This detailed & entertaining book explores how the plastic storage containers known as Tupperware rose to prominence in 1950s America. More than just a clever use of plastic & an equally clever marketing tool, Tupperware was a symbol of its time & a perfect product for a consumerist age. Exploring this domestic icon of suburbia & its role in feminist history, Prof. Clarke's well-researched social history interprets this unassuming food storage system as a bridge between the thrift of the Great Depression & the heady consumer carnival of the 1950s. Her cultural analysis contributes to our growing appreciation of women's agency in the 1950s USA as well as in the larger culture of consumption. B&W photos.

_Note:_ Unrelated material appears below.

PR #7912, opened 2026-04-15
aio-interface: set cookie prefix to __Host-Http-

Zoey2936:
- Follow-up to https://github.com/nextcloud/all-in-one/pull/7689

Given that this has been in my “currently reading” for 14 years - it’s probably time to abandon it! I just found it on my shelves with about 30 pages left to go. Doesn’t seem like there is a lot of point to finish it at this point. Not sure why I bought this. I was interested more in the time of domesticity when Tupperware started - and the rise and rise of plastic than the actual story of Tupperware as such. I obviously lost interest as it went on as the writing was quite boring at times. I do remember quite enjoying aspects of it, but the business info not so much. I hate abandoning books, but I have no intention to start reading it again!
Tupperwear as oppression, Tupperwear as liberation, Tupperwear as agency... the author swings wildly across this landscape. Horribly freighted prose dripping with academese--some I read out loud just for a laugh! A better book would have been a biography of Brownie Wise, heroine of this narrative.

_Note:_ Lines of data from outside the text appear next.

Issue #7893, opened 2026-04-11
Talk HPB: Janus advertises Docker bridge IP as ICE candidate, breaking direct WebRTC connections


JoachimSchurig:
## Summary

When running Nextcloud AIO with the Talk High Performance Backend in Docker bridge network mode (the default), Janus advertises its Docker-internal IP (e.g. `172.21.0.4`) as ICE host candidate. This prevents direct WebRTC connections between clients and forces all media through the internal eturnal relay. External TURN servers are rendered useless, and direct IPv6 P2P connections are impossible.

## Root Cause

In `start.sh`, the Talk host IP is resolved via:

```bash
IPv4_ADDRESS_TALK="$(dig "$TALK_HOST" IN A +short +search | grep '^[0-9.]\+$' | sort | head -n1)"
```

Since `TALK_HOST=nextcloud-aio-talk`, this resolves to the Docker-internal IP (`172.21.0.4`), not the host's actual network address. This value is never used to set Janus's `nat_1_1_mapping` in `janus.jcfg`, and the setting remains at its default (unset).

As a result, Janus has no knowledge of the host's real IP and advertises its container IP as ICE candidate — which is unreachable for any client outside the Docker bridge network.

## Impact

- **No direct P2P connections**: Clients cannot connect to Janus directly. All media must be relayed through the internal eturnal, even for clients on the same LAN as the host.
- **External TURN servers are useless**: Any externally configured TURN server (e.g. coturn on a VPS) allocates relay addresses correctly, but the relay cannot reach Janus at `172.21.0.4`. TURN relay candidates are generated but never succeed.
- **IPv6 broken**: Even when both client and host have global IPv6 addresses, the direct IPv6 path is blocked because Janus only offers its Docker-internal candidate.
- **Fragile connections**: The only working media path is through the internal eturnal within the Docker network, which is a single point of failure and adds unnecessary latency.

## Evidence

ICE candidate pair from `about:webrtc` (Firefox) during a call with HPB enabled:

| Status | Local Candidate | Remote Candidate (Janus) |
|---|---|---|
| succeeded | `172.21.0.4:62765/udp(relay-tcp)` | `172.21.0.4:59149/udp(host)` |

Both sides show the Docker bridge IP. The connection only works because the internal eturnal is on the same Docker network.

After **disabling HPB**, clients connect directly via IPv6 P2P:

| Status | Local Candidate | Remote Candidate |
|---|---|---|
[...]

PR #7926, opened 2026-04-16
nextcloud-entrypoint: rewrite turn and stun logic to always add turn and stun server

szaimen:
- The default Stun and Turn servers are required when using the bundled talk conainer
- Linking back to to https://github.com/nextcloud/all-in-one/issues/7893#issuecomment-4260768752


szaimen:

This is a very detailed history of Tupperware, too much for me. I am intrigued by the rise of Brownie Wise, and how she made Tupperware what we know it as today.
-American culture and object relationship. -women's role in a postwar society -Tupperware defining a time, place, and people. * Objects have the capabilities to translate time and symbolic meaning.
Certainly an interesting read about the invention and consumer momentum of Tupperware, a company the last three generations of my family have used, but I feel like it could have been half the length and still said the same things.